Research

High-order accurate discretisations

Treating complex geometries is a central challenge in developing high-order accurate discretisation methods (above second order) for the numerical simulation of real engineering applications. Nevertheless, most published works address only simple domains with straight or polygonal boundaries, which substantially limits their practical applicability. In particular, the treatment of curved domains requires advanced strategies to bridge the geometrical mismatch between the physical boundary (where boundary conditions are prescribed) and the mesh boundary (where the equations are discretised).

In the finite element (FEM) paradigm, the isoparametric element method has become the standard approach to handle curved boundaries and recover optimal high-order convergence. Similar techniques have been proposed for the finite volume (FVM) and discontinuous Galerkin (DGM) methods. While effective, these approaches entail several drawbacks:

• reliance on sophisticated meshing algorithms for curved elements,
• use of cumbersome quadrature rules for integration on curved elements,
• and the need for complex nonlinear transformations between curved and standard elements.

In [Costa et al., 2018; Costa et al., 2019], we introduced the reconstruction for off-site data (ROD) method, a novel strategy that achieves high-order convergence on arbitrary curved boundaries while avoiding these limitations. The ROD method transfers prescribed boundary conditions from the physical boundary to the mesh boundary using constrained polynomial reconstructions. Unknowns are defined directly on the mesh, and discretisation is performed solely on linear piecewise elements, requiring only:

• standard meshing algorithms for linear elements,
• and simple quadrature rules for integration.

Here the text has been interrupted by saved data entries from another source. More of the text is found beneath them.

PR #1425, opened 2022-07-03
Pass the default help string into custom help printer

yurikhan:
Improves #1329.

### DIFF
--- a/include/benchmark/benchmark.h
+++ b/include/benchmark/benchmark.h
@@ -292,7 +292,8 @@ namespace benchmark {
 class BenchmarkReporter;
 
 BENCHMARK_EXPORT void Initialize(int* argc, char** argv,
-                                 void (*HelperPrinterf)() = NULL);
+                                 void (*HelperPrinterf)(FILE*,
+                                                        const char*) = NULL);
 BENCHMARK_EXPORT void Shutdown();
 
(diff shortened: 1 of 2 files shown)


include/benchmark/benchmark.h
```diff
@@ -292,7 +292,8 @@ namespace benchmark {
 class BenchmarkReporter;
 
 BENCHMARK_EXPORT void Initialize(int* argc, char** argv,
-                                 void (*HelperPrinterf)() = NULL);
+                                 void (*HelperPrinterf)(FILE*,
+                                                        const char*) = NULL);
```
yurikhan, line 296: This is a breaking change to the API. If needed, I think we can overload `Initialize` to accept either an argumentless function or a two-argument version. Please say so if this is necessary.

LebedevRI:
Hmm yeah, the current implementation is indeed not what i would expect either :/
I think the proper solution would be to expose the `internal::DefaultHelperPrintf()`, and let the user call it when needed.

yurikhan:
@LebedevRI You mean like this?

LebedevRI:
> @LebedevRI You mean like this?

Yep!

yurikhan:
Not sure what the sanitizer checks are trying to tell me.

Originally developed in the FVM paradigm for the 2D convection–diffusion problem with general boundary conditions, the ROD method achieves up to sixth-order convergence on unstructured meshes. The approach has since attracted considerable attention for its simplicity, efficiency, and generality in handling arbitrary boundary conditions. Extensions to the FDM and DGM frameworks have already been demonstrated successfully [Fernández-Fidalgo et al., 2020; Clain et al., 2021; Santos et al., 2024].